Ca125 levels fail to increase early in 20-50% of cases of ovarian cancer1 so other tumour markers have been investigated. Lysophosphatidic acid (LPA), a bioactive phospholipid, has been reported as a potential discriminating marker for ovarian cancer including early stage disease14. High affinity receptors for LPA, Edg4 and Egd7 also have been shown to be increased in ovarian cancer cells15. Other molecules that may be potential adjuncts to Ca125 include osteopontin16, kallikrenins17 and a panel of markers including OVX1 and M-CSF18. Serum inhibin levels may also be a useful adjunct to Ca125 as 80% of mucinous epithelial ovarian cancers and a large proportion of sex cord stromal tumours are associated with increased levels of inhibin19.

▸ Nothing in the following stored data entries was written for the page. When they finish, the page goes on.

PR #4255, opened 2024-10-17
FEAT: new custom filter 'fstab_mounted.dirs' to ls_lan spec

TZ3070:
### All Pull Requests:

Check all that apply:

- add a special filter keyword `fstab_mounted.dirs` to the `ls_lan` spec
  it's not a real directory existing in any system, but a `switch` like keyword,
  to enable the `ls_lan_dirs` to involve the mounted points in the default `/etc/fstab`
  configuration file as the `ls -lan` candidates.


xiangce (changes requested):
Please check my comments to the relevant Jira card.

insights/specs/datasources/ls.py
```diff
@@ -52,7 +54,13 @@ def list_with_la_filtered(broker):
...
 @datasource(HostContext)
 def list_with_lan(broker):
-    return _list_items(Specs.ls_lan_dirs)
+    filters = _list_items(Specs.ls_lan_dirs)
+    if 'specs.fstab_mounted' in filters and FSTab in broker:
+        filter_list = filters.split()
+        for mntp in broker[FSTab].mounted_on.keys():
+            mnt_point = os.path.dirname(mntp)
+            filter_list.extend([mnt_point] if mnt_point and mnt_point not in filter_list else [])
+    return ' '.join(filter_list)
```
JoySnow, line 63: There could be a case that there are more than 1k mount entries from mount command. But not known how's the mount entries count in /etc/fstab. If the mount_point got a quite large count than avg, say, 100, will this `ls -lan` command work?

insights/tests/datasources/test_ls.py
```diff
@@ -59,8 +71,12 @@ def test_la_filterd():
 
 
 def test_lan():
-    ret = list_with_lan({})
-    assert ret == '/ /boot'
+    fstab = FSTab(context_wrap(FSTAB_CONTEXT))
+    broker = {
+        FSTab: fstab
+    }
```
JoySnow, line 77: Better keep the original `test_lan` case with empty broker. 
```
def test_lan():
    ret = list_with_lan({})
    assert ret == '/ /boot'
```
And add this with `FSTab` one as a new test case.

insights/collect.py
```diff
@@ -241,6 +241,10 @@
       enabled: true
     - name: insights.components.selinux.SELinuxEnabled
       enabled: true
+
+    # needed for the 'ls lan' spec
```
xiangce, line 245: Better explain it a bit clearer, e.g. `needed for the 'spec.fstab_mounted' to the 'ls_lan' spec`

insights/specs/datasources/ls.py
```diff
@@ -52,7 +54,13 @@ def list_with_la_filtered(broker):
 
 @datasource(HostContext)
 def list_with_lan(broker):
-    return _list_items(Specs.ls_lan_dirs)
+    filters = _list_items(Specs.ls_lan_dirs)
+    if 'specs.fstab_mounted' in filters and FSTab in broker:
+        filter_list = filters.split()
```
xiangce, line 59: This seems a redundant operation, better update the `_list_items` and let it return a `sorted` list instead. (you may want to update all other `datasources` to `join` the new value returned by `_list_items`

insights/specs/datasources/ls.py
```diff
@@ -52,7 +54,13 @@ def list_with_la_filtered(broker):
...
+        for mntp in broker[FSTab].mounted_on.keys():
+            mnt_point = os.path.dirname(mntp)
+            filter_list.extend([mnt_point] if mnt_point and mnt_point not in filter_list else [])
```
xiangce, line 62: declear the `filter_list` as a set first to avoid duplicate element by nature. 
```python
filter_list = set(_list_items(Specs.ls_lan_dirs)) # assume the _list_items returns `list` here already
for mntp in broker[FSTab].mounted_on.keys():
    filter_list.add(os.path.dirname(mntp))


```

insights/specs/datasources/ls.py
```diff
@@ -52,7 +54,13 @@ def list_with_la_filtered(broker):
 
 @datasource(HostContext)
 def list_with_lan(broker):
-    return _list_items(Specs.ls_lan_dirs)
+    filters = _list_items(Specs.ls_lan_dirs)
+    if 'specs.fstab_mounted' in filters and FSTab in broker:
```
xiangce, line 58: As per the Jira, for now, this filter is only for the SAP rule, I think we could add the `sap_hana_instance` as one dependency here.
```python
from insights.specs.datasources.sap import LocalSpecs as SAPSpecs

if 'specs.fstab_mounted' in filters and SAPSpecs.sap_hana_instance in broker and FSTab in broker:
```

insights/specs/datasources/ls.py
TZ3070: Testing result with 5003 mount in /etc/fstab:
```
{"name": "insights.specs.Specs.ls_lan", "exec_time": 0.0006165504455566406, "errors": [], "results": {"type": "insights.core.spec_factory.CommandOutputProvider", "object": {"rc": null, "cmd": "...
```
the ls command work well

insights/specs/datasources/ls.py
```diff
@@ -36,50 +38,55 @@ def _list_items(spec):
...
 
 @datasource(HostContext)
 def list_with_lan(broker):
-    return _list_items(Specs.ls_lan_dirs)
+    filters = set(_list_items(Specs.ls_lan_dirs))
+    if 'specs.fstab_mounted' in filters and FSTab in broker:
+        for mntp in broker[FSTab].mounted_on.keys():
+            mnt_point = os.path.dirname(mntp)
+            filters.add(mnt_point) if mnt_point else None
+    return ' '.join(sorted(list(filters)))
```
JoySnow, line 62: @TZ3070  We can directly sort on a `set` type, this `list(filters)` converting can be skipped here.

JoySnow (approved):
The code LGTM !

xiangce (approved):

PR #4274, opened 2024-11-20
fix(client): checkin for unregistered hosts should fail

pkoprda:
### All Pull Requests:

Check all that apply:

* Card ID: CCT-891
* Card ID: RHINENG-13984

The `insights-client --checkin` command currently succeeds on hosts that are not registered with `insights-client`, but are registered with `subscription-manager`. This fix addresses the issue to ensure the `--checkin` command properly fails as expected when the client is not registered.

### DIFF
--- a/insights/client/connection.py
+++ b/insights/client/connection.py
@@ -1127,6 +1127,10 @@ class InsightsConnection(object):
         '''
         logger.info("Checking in...")
 
+        if not self._fetch_system_by_machine_id():
+            logger.error("This host is not registered. To register, run 'insights-client --register'.")
+            return False
+
         try:
             canonical_facts = get_canonical_facts()
             canonical_facts = self._clean_facts(canonical_facts)
--- a/insights/tests/client/connection/test_checkin.py
+++ b/insights/tests/client/connection/test_checkin.py
@@ -24,6 +24,7 @@ def _get_canonical_facts_response(canonical_facts):
 @patch('insights.client.connection.InsightsUploadConf.get_rm_conf', return_value={})
 @patch(
     "insights.client.connection.InsightsConnection._init_session", Mock())
+@patch("insights.client.connection.InsightsConnection._fetch_system_by_machine_id", return_value=True)
 @patch(
     "insights.client.connection.get_canonical_facts",
     return_value=_get_canonical_facts_response({"subscription_manager_id": str(uuid4())})
@@ -33,7 +34,7 @@ def _get_canonical_facts_response(canonical_facts):
     **{"return_value.status_code": codes.CREATED}
 )
 @patch("insights.client.connection.InsightsConnection.get_proxies")
-def test_canonical_facts_request(get_proxies, post, get_canonical_facts, rm_conf):
+def test_canonical_facts_request(get_proxies, post, get_canonical_facts, fetch_system_by_machine_id, rm_conf):
     """
     A POST requests to the check-in endpoint is issued with correct headers and
     body containing unobfuscated Canonical Facts.
@@ -54,6 +55,7 @@ def test_canonical_facts_request(get_proxies, post, get_canonical_facts, rm_conf
 @patch('insights.client.connection.InsightsUploadConf.get_rm_conf', return_value={})
 @patch(
     "insights.client.connection.InsightsConnection._init_session", Mock())
+@patch("insights.client.connection.InsightsConnection._fetch_system_by_machine_id", return_value=True)
 @patch(
     "insights.client.connection.get_canonical_facts",
     return_value=_get_canonical_facts_response({"subscription_manager_id": str(uuid4())})
@@ -63,7 +65,7 @@ def test_canonical_facts_request(get_proxies, post, get_canonical_facts, rm_conf
     **{"return_value.status_code": codes.CREATED}
 )
 @patch("insights.client.connection.InsightsConnection.get_proxies")
-def test_canonical_facts_request_cleaned(get_proxies, post, get_canonical_facts, rm_conf):
+def test_canonical_facts_request_cleaned(get_proxies, post, get_canonical_facts, fetch_system_by_machine_id, rm_conf):
     """
     A POST requests to the check-in endpoint is issued with correct headers and
     body containing obfuscateed Canonical Facts.
@@ -85,6 +87,7 @@ def test_canonical_facts_request_cleaned(get_proxies, post, get_canonical_facts,
 @patch('insights.client.connection.InsightsUploadConf.get_rm_conf', return_value={})
 @patch(
     "insights.client.connection.InsightsConnection._init_session", Mock())
+@patch("insights.client.connection.InsightsConnection._fetch_system_by_machine_id", return_value=True)
 @patch("insights.client.connection.generate_machine_id", return_value=str(uuid4()))
 @patch("insights.client.connection.get_canonical_facts", side_effect=RuntimeError())
 @patch(
@@ -92,7 +95,7 @@ def test_canonical_facts_request_cleaned(get_proxies, post, get_canonical_facts,
     **{"return_value.status_code": codes.CREATED}
 )
 @patch("insights.client.connection.InsightsConnection.get_proxies")
-def test_insights_id_request(get_proxies, post, get_canonical_facts, generate_machine_id, rm_conf):
+def test_insights_id_request(get_proxies, post, get_canonical_facts, generate_machine_id, fetch_system_by_machine_id, rm_conf):
     """
     A POST requests to the check-in endpoint is issued with correct headers and
     body containing only an Insights ID if Canonical Facts collection fails.
@@ -113,13 +116,14 @@ def test_insights_id_request(get_proxies, post, get_canonical_facts, generate_ma
 @mark.parametrize(("exception",), ((ConnectionError,), (Timeout,)))
 @patch('insights.client.connection.InsightsUploadConf.get_rm_conf', return_value={})
 @patch("insights.client.connection.InsightsConnection._init_session", Mock())
+@patch("insights.client.connection.InsightsConnection._fetch_system_by_machine_id", return_value=True)
 @patch(
     "insights.client.connection.get_canonical_facts",
     return_value=_get_canonical_facts_response({"subscription_manager_id": "notauuid"})
 )
 @patch("insights.client.connection.InsightsConnection.post")
 @patch("insights.client.connection.InsightsConnection.get_proxies")
-def test_request_http_failure(get_proxies, post, get_canonical_facts, rm_conf, exception):
+def test_request_http_failure(get_proxies, post, get_canonical_facts, fetch_system_by_machine_id, rm_conf, exception):
     """
     If the checkin-request fails, None is returned.
     """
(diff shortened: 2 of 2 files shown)


insights/tests/client/connection/test_checkin.py
```diff
@@ -191,3 +191,14 @@ def test_response_failure(get_proxies, post, get_canonical_facts, rm_conf, statu
...
     with raises(Exception):
         connection.checkin()
+
+
+def test_unregistered_host():
+    """
+    If the host is not registered, the checkin fails.
+    """
+    config = InsightsConfig(legacy_upload=False, base_url="www.example.com")
+    connection = InsightsConnection(config)
```
ptoscano, line 201: Hmm this test is not mocking things like all the other tests in this file; this probably means that it will actually try to get the facts, read the config, and get the machine-id of the system, thus potentially failing the test if run on a system registered with insights-client.

insights/client/connection.py
```diff
@@ -1127,6 +1127,10 @@ def checkin(self):
         '''
         logger.info("Checking in...")
 
+        if not self.config.legacy_upload and not self.api_registration_check():
```
ptoscano, line 1130: I see that using `--checking` switches automatically to non-legacy upload; regardless, I'd remove the explicit check here to reduce the checks for legacy upload.
Rather than using `api_registration_check()` directly, use `insights.client.support.registration_check()`, as it should take care of whatever upload mode (legacy vs non-legacy).

insights/tests/client/connection/test_checkin.py
```diff
@@ -191,3 +191,14 @@ def test_response_failure(get_proxies, post, get_canonical_facts, rm_conf, statu
 
     with raises(Exception):
         connection.checkin()
+
+
+def test_unregistered_host():
```
Glutexo, line 196: Let’s patch the function that checks whether the host is registered.

```suggestion
@patch("insights.client.connection.InsightsConnection.api_registration_check", return_value=false)
def test_unregistered_host(api_registration_check):
```

or 

```suggestion
@patch("insights.client.connection.InsightsConnection._fetch_system_by_machine_id", return_value=false)
def test_unregistered_host(fetch_system_by_machine_id):
```

if you accepted my suggestion above.

All tests in the file patch `_init_session`, because it verifies RHSM certificates on the host machine. That can cause false errors.

```suggestion
@patch("insights.client.connection.InsightsConnection._init_session", Mock())
def test_unregistered_host():
```

They patch `InsightsUploadConf.get_rm_conf` too. It seems not required: it may be a mistake or a relic. Let’s go the safe way and keep the patches consistent. They can be removed in bulk separately.

```suggestion
@patch('insights.client.connection.InsightsUploadConf.get_rm_conf', return_value={})
def test_unregistered_host(rm_conf):
```

Combined:

```suggestion
@patch('insights.client.connection.InsightsUploadConf.get_rm_conf', return_value={})
@patch("insights.client.connection.InsightsConnection._init_session", Mock())
@patch("insights.client.connection.InsightsConnection._fetch_system_by_machine_id", return_value=false)
test_unregistered_host(fetch_system_by_machine_id, rm_conf):
```

---

The other tests need to be updated too. A patch to api_registration_check` / `_fetch_system_by_machine_id` with a truth return value needs to be added for several reasons:

* The non-patched original method would issue real requests and tamper with the machine ID on the host.
* The tests need to ensure that the check passes, so they can check what happens after the conditional.
* If there was a test with a patched `get` method, assertions for its calls would break.

```python
...
@patch("insights.client.connection.InsightsConnection._fetch_system_by_machine_id", return_value=True)
...
def test_canonical_facts_request(get_proxies, post, fetch_system_by_machine_id, get_canonical_facts, rm_conf):
```

insights/tests/client/connection/test_checkin.py
```diff
@@ -191,3 +191,14 @@ def test_response_failure(get_proxies, post, get_canonical_facts, rm_conf, statu
...
+    """
+    If the host is not registered, the checkin fails.
+    """
+    config = InsightsConfig(legacy_upload=False, base_url="www.example.com")
+    connection = InsightsConnection(config)
+
+    result = connection.checkin()
+    assert result is False
```
Glutexo, line 204: I think there should be one more test verifying that the unregistered state of the host actually causes the checkin function to immediately return. This can be achieved by checking that `get_canonical_facts` and `post` aren’t called. Maybe split into two test cases. 🤷🏻‍♂️

```suggestion
    assert result is False


@patch('insights.client.connection.InsightsUploadConf.get_rm_conf', return_value={})
@patch("insights.client.connection.InsightsConnection._init_session", Mock())
@patch("insights.client.connection.post")
@patch("insights.client.connection.get_canonical_facts")
def test_unregistered_host_no_checkin(get_canonical_facts, post, rm_conf)
    config = InsightsConfig(legacy_upload=False, base_url="www.example.com")
    connection = InsightsConnection(config)

    connection.checkin()
    get_canonical_facts.assert_not_called()
    post.assert_not_called()
```

Glutexo (changes requested):

insights/tests/client/connection/test_checkin.py
pkoprda: I think one test for this is enough. However, I added there two asserts to ensure `get_canonical_facts` and `post` functions are not called :+1:

pkoprda:
Thank you @ptoscano and @Glutexo for review! I hope I fulfilled all your requests. Now when the host is not registered to insights-client, the `--checkin` command should fail for legacy and non-legacy mode :+1:

insights/tests/client/connection/test_checkin.py
```diff
@@ -24,6 +24,7 @@ def _get_canonical_facts_response(canonical_facts):
 @patch('insights.client.connection.InsightsUploadConf.get_rm_conf', return_value={})
 @patch(
     "insights.client.connection.InsightsConnection._init_session", Mock())
+@patch("insights.client.connection.InsightsConnection._fetch_system_by_machine_id", return_value=True)
```
Glutexo, line 27: I always tried to keep the order of patches matching the order of first call in the production code. In this case, `_fetch_system_by_machine_id` is the first thing that is called in the tested `checkin` method.

As I see, however, the order of the existing patches doesn’t follow this rule: `post` is called after `get_canonical_facts`. 🤷🏻‍♂️ So no need to worry, just noting.

```python
@patch(
    "insights.client.connection.InsightsConnection.post",
    **{"return_value.status_code": codes.CREATED}
)
@patch(
    "insights.client.connection.get_canonical_facts",
    return_value=_get_canonical_facts_response({"subscription_manager_id": str(uuid4())})
)
@patch("insights.client.connection.InsightsConnection._fetch_system_by_machine_id", return_value=True)
```

insights/tests/client/connection/test_checkin.py
```diff
@@ -24,6 +24,7 @@ def _get_canonical_facts_response(canonical_facts):
 @patch('insights.client.connection.InsightsUploadConf.get_rm_conf', return_value={})
```
Glutexo, line 24: I rêmembered! `get_rm_conf` is called from the depths of `get_canonical_facts`. Getting the canonical facts is not as trivial as it might sound like and it initializes a Kraken-sized component.

insights/tests/client/connection/test_checkin.py
```diff
@@ -33,7 +34,7 @@ def _get_canonical_facts_response(canonical_facts):
     **{"return_value.status_code": codes.CREATED}
 )
 @patch("insights.client.connection.InsightsConnection.get_proxies")
-def test_canonical_facts_request(get_proxies, post, get_canonical_facts, rm_conf):
+def test_canonical_facts_request(get_proxies, post, get_canonical_facts, fetch_system_by_machine_id, rm_conf):
```
Glutexo, line 37: In an ideal world… 🤷🏻‍♂️ But no problem, let’s keep it.

```suggestion
def test_canonical_facts_request(get_proxies, fetch_system_by_machine_id, get_canonical_facts, post, rm_conf):
```

insights/tests/client/connection/test_checkin.py
```diff
@@ -54,6 +55,7 @@ def test_canonical_facts_request(get_proxies, post, get_canonical_facts, rm_conf
 @patch('insights.client.connection.InsightsUploadConf.get_rm_conf', return_value={})
 @patch(
     "insights.client.connection.InsightsConnection._init_session", Mock())
```
Glutexo, line 57: This is another thing I did wrong when writing the original tests. 😢 

```suggestion
    "insights.client.connection.InsightsConnection._init_session")
```

would be the correct notation. It’s not related to your pull request. I just noticed it and it made me sad.

insights/tests/client/connection/test_checkin.py
```diff
@@ -63,7 +65,7 @@ def test_canonical_facts_request(get_proxies, post, get_canonical_facts, rm_conf
     **{"return_value.status_code": codes.CREATED}
 )
 @patch("insights.client.connection.InsightsConnection.get_proxies")
-def test_canonical_facts_request_cleaned(get_proxies, post, get_canonical_facts, rm_conf):
+def test_canonical_facts_request_cleaned(get_proxies, post, get_canonical_facts, fetch_system_by_machine_id, rm_conf):
```
Glutexo, line 68: If the above was true, the function signature would be different.

```suggestion
def test_canonical_facts_request_cleaned(get_proxies, post, get_canonical_facts, fetch_system_by_machine_id, init_session, rm_conf):
```

Just saying to finish the story, nothing related to your code again.

insights/tests/client/connection/test_checkin.py
Glutexo: Whatever. 🤷🏻‍♂️

insights/tests/client/connection/test_checkin.py
```diff
@@ -191,3 +198,22 @@ def test_response_failure(get_proxies, post, get_canonical_facts, rm_conf, statu
 
     with raises(Exception):
         connection.checkin()
+
+
+@patch('insights.client.connection.InsightsUploadConf.get_rm_conf', return_value={})
+@patch("insights.client.connection.InsightsConnection._init_session", Mock())
```
Glutexo, line 204: I like the consistency!

insights/tests/client/connection/test_checkin.py
```diff
@@ -191,3 +198,22 @@ def test_response_failure(get_proxies, post, get_canonical_facts, rm_conf, statu
...
+@patch("insights.client.connection.InsightsConnection._fetch_system_by_machine_id", return_value=False)
```
Glutexo, line 205: Here too. 👍🏻

insights/tests/client/connection/test_checkin.py
```diff
@@ -191,3 +198,22 @@ def test_response_failure(get_proxies, post, get_canonical_facts, rm_conf, statu
...
+@patch("insights.client.connection.get_canonical_facts")
+@patch("insights.client.connection.InsightsConnection.post")
+@patch("insights.client.connection.InsightsConnection.get_proxies")
+def test_unregistered_host(get_proxies, post, get_canonical_facts, fetch_system_by_machine_id, rm_conf):
+    """
+    If the host is not registered, the checkin fails.
```
Glutexo, line 211: I can imagine a bit more descriptive description like 

```suggestion
    If the host is not found in the inventory, the checkin doesn't happen.
```

This is a test, not a message for the user, so we can be more technically precise about what’s going on.

No need to block the PR because of this, however.

insights/tests/client/connection/test_checkin.py
```diff
@@ -191,3 +198,22 @@ def test_response_failure(get_proxies, post, get_canonical_facts, rm_conf, statu
...
+    """
+    config = InsightsConfig(base_url="www.example.com")
+    connection = InsightsConnection(config)
+
+    result = connection.checkin()
+    assert result is False
```
Glutexo, line 217:
```suggestion
    assert result is False
    
```

Glutexo (approved):
:shipit:

LGTM

zpetrace (approved):
Looks good from the QE POV, verification comment is in the related card - nice work Peter!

Currently there are two major randomised controlled trials underway to establish the impact of screening on ovarian cancer mortality as well as determining issues of compliance, health economics and physical and psychosocial morbidity. The United Kingdom Collaborative Trial of Ovarian Cancer Screening (UKCTOCS) began recruiting postmenopausal women in 2001 and involves 12 centres in the United Kingdom. The aim of the study is to recruit a total of 200,000 women who will be randomised to either control, screening with ultrasound or multimodal screening. The primary end-point is the impact of screening on ovarian cancer mortality and the results are expected in 10 years. The Prostate, Lung, Colorectal and Ovarian (PLCO) Cancer Screening Trial is a two-arm randomised controlled trial involving 74,000 women aged between 55 to 74 who have been randomised to a screening arm (annual screening for ovarian, lung and colon cancer) or to a standard care control arm. Ten centres are involved in this trial which will involve 10 years’ average follow-up. Only one screening strategy is being used, namely a combination of TVS and Ca125 performed annually for three years followed by Ca125 alone for two years. The trial has completed enrolment. Clearly the results of both trials will be eagerly awaited although issues pertaining to cost-effectiveness, age at which to begin screening and appropriate screening interval remain unanswered.

The two randomised controlled trials rely upon current technology and run the risk of being out-dated before the data has been analysed. Our understanding of tumour biology would suggest that the progression of a normal cell to a cancer cell involves multiple changes in a number of key pathways in the cell. It would therefore seem logical to question the suitability of single serum markers to identify ovarian cancer. Recent developments in gene expression and more recently in proteomics may well hold the key to new screening tests for ovarian cancer. Petricoin et al have described the use of mass spectroscopy (surface-enhanced laser desorption and ionisation, SELDI) to define a profile associated with sera derived from patients with ovarian cancer20. This profile was able to correctly identify 50 out of 50 cases of ovarian cancer, including 18 cases of stage 1 disease and to identify 63 of 66 cases of non-malignant disease, suggesting that this new technology may be a potential tool for screening. Clearly larger and more discriminatory studies will need to be performed but new technologies such as this may well hold the key to the development of an effective screening test for ovarian cancer.